## [What the task asks]
For the word "evolution", state how many lines below contain it. Give no other text.

## [Stored records]
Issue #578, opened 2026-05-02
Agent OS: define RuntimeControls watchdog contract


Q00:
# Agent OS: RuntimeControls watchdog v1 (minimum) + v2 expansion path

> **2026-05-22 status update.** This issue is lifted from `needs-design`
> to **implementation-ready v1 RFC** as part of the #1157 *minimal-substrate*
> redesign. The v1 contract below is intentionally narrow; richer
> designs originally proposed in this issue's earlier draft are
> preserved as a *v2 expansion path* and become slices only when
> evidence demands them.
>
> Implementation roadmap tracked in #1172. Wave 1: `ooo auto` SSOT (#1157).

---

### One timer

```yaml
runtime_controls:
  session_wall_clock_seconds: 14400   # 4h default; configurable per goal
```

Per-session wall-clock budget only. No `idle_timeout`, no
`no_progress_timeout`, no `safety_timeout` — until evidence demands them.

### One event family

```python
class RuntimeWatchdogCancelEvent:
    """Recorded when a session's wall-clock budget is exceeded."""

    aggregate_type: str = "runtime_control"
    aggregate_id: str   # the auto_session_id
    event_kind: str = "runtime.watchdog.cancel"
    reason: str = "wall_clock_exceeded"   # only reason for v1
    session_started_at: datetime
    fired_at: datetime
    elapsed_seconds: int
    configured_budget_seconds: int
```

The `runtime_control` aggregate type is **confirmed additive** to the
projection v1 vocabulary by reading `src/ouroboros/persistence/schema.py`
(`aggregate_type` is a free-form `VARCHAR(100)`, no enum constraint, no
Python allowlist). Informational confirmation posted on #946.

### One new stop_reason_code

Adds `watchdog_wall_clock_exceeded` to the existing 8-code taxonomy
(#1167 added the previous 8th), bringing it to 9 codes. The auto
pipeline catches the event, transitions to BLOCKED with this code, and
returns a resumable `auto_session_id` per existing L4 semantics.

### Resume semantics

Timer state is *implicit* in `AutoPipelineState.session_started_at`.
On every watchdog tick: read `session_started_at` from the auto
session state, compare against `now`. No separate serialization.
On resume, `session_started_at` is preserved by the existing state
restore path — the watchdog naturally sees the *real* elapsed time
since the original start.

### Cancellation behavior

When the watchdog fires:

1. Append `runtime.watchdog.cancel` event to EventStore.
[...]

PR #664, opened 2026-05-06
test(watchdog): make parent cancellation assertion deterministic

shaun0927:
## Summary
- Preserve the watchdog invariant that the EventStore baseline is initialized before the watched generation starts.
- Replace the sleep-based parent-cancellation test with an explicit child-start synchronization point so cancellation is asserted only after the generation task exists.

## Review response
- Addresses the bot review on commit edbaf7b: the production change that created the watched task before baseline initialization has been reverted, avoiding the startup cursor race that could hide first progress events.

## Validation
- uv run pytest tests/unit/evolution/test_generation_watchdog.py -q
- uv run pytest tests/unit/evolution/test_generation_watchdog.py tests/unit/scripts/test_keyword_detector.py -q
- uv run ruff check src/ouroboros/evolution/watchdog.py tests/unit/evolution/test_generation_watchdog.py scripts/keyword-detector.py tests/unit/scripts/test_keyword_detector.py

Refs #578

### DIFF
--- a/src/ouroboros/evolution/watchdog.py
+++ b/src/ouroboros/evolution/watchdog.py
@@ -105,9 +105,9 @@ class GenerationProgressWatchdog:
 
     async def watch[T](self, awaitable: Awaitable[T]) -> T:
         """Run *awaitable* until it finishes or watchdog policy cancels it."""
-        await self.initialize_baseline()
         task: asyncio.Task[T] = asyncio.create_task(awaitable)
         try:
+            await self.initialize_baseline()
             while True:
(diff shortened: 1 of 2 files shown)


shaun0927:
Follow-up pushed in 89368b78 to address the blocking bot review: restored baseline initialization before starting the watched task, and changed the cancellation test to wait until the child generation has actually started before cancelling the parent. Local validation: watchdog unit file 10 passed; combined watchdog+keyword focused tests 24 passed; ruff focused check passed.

## [Exercise output]
5